OK fair enough. I'm just pointing out that although you paid £200 for your Lifetime Sub its a bit much to expect to get all of that back when you have already consumed a lot of its value and Tivo might only continue to operate the UK EPG service for another 18 months to 2 years.

People get carried away on Ebay sometimes when they are trying to outbid each other. I saw an unmodified but fully working box with a Lifetime Sub and remote control and IR wands go for about £240 the other day on Ebay because the two bidders who wanted it bid it up from £60 in the last few minutes. But they really shouldn't have been prepared to bid more than about £170.

The well specified boxes on Ebay are actually the best buys usually.


----------



## JonMace (Mar 2, 2002)

As I say would be quite happy to discuss via PM and would listen to "sensible offers"


----------



## rwtomkins (Jul 14, 2003)

Pete77 said:


> OK fair enough. I'm just pointing out that although you paid £200 for your Lifetime Sub its a bit much to expect to get all of that back when you have already consumed a lot of its value and Tivo might only continue to operate the UK EPG service for another 18 months to 2 years.


Lifetime means lifetime. Surely if TiVo were attempt to renege on this promise by cancelling the UK EPG service, they would be forced to refund the lifetime subs of all remaining lifetime subscribers.


----------



## kitschcamp (May 18, 2001)

They're being rather generous as is. It was defined as the "lifetime of the box" not us personally. 
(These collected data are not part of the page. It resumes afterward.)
PR #13705, opened 2026-05-10
[Card Locking] Move to a time-based upload requirement

manuthecoder:
## Summary of the problem

Closes #13194. Card locking previously used a coarse "too many missing receipts" threshold. This moves it to a time-based requirement: every settled card charge needs a receipt within ~7 days, and a cardholder who falls behind has their cards paused until they upload.

## Describe your changes

**The rule cardholders see:** upload a receipt within 7 days of each card charge. Miss it and your cards pause until you upload; uploading unlocks them within seconds. (Cardholders with a strong on-time history quietly get a longer grace window, capped at 14 days. They are never told about it, so the public promise stays a simple 7 days.)

**How it works**

- Each receipt-required Stripe card charge (`HcbCode`) carries persisted timing: `receipt_settled_at`, `receipt_due_at`, `receipt_resolved_at`. A charge locks the cardholder's cards when it is past `receipt_due_at` and still unresolved; uploading a receipt (or marking it no/lost) resolves it and unlocks the cards within seconds via a high-priority job.
- Deadlines are computed by `CardLocking::Deadline` (7-day base; slides up to last-charge + 7d for trusted cardholders, capped at settled + 14d, with a 72h floor so losing trust never makes a pile overdue at once). Trust is `CardLocking::TrustAssessment` (on-time rate ≥ 80% over 6 months plus the most-recent charge on time).
- A 5-minute cron (`User::UpdateCardLocking::RecurringJob`) refreshes deadlines, applies locks/unlocks, and sends the pile warning. Settle hooks on both transaction engines materialize timing as charges land.
- The logic lives in card-locking-specific classes (`CardLocking::*` services plus the `CardLocking::ChargeBehavior` / `CardLocking::CardholderBehavior` model concerns), so the coupling to `HcbCode` is concentrated and easy to remove when `HcbCode` goes away.

**Communication:** a pile warning (email + SMS, only when a receipt is actually approaching its deadline, at most once a day), locked and unlocked emails + SMS, a point-of-sale decline SMS, the Receipts inbox callout, and a `card_locking` field on `GET /api/v4/user` for the mobile app (hcb-mobile#423).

With our drives failing and us replacing them without their involvement, they're not doing bad by us by still providing the service, really!


----------



## cwaring (Feb 12, 2002)

rwtomkins said:


> Lifetime means lifetime. Surely if TiVo were attempt to renege on this promise by cancelling the UK EPG service, they would be forced to refund the lifetime subs of all remaining lifetime subscribers.


Surely that would then mean that you had effectively got the Tivo service free for however many years you've used it. Yeah, that's gonna happen


----------



## Pete77 (Aug 1, 2006)

rwtomkins said:


> Lifetime means lifetime. Surely if TiVo were attempt to renege on this promise by cancelling the UK EPG service, they would be forced to refund the lifetime subs of all remaining lifetime subscribers.


Presumably if they withdrew the Tivo Service to everyone in the UK that would end the Lifetime of the box?

Anyhow how do you plan to sue an American company that no longer has a UK representative office or subsidiary? Unfortunately the Small Claims Court looks as though it would have no jurisdiction in this situation.

However as long as we are dealing with the original Tivo Inc I think we are pretty safe that service will continue, especially as long as there remains a possibility they may wish to re-enter the UK marketplace. The danger to our service would come if one someone else like Rupert Murdoch ever managed to take Tivo over.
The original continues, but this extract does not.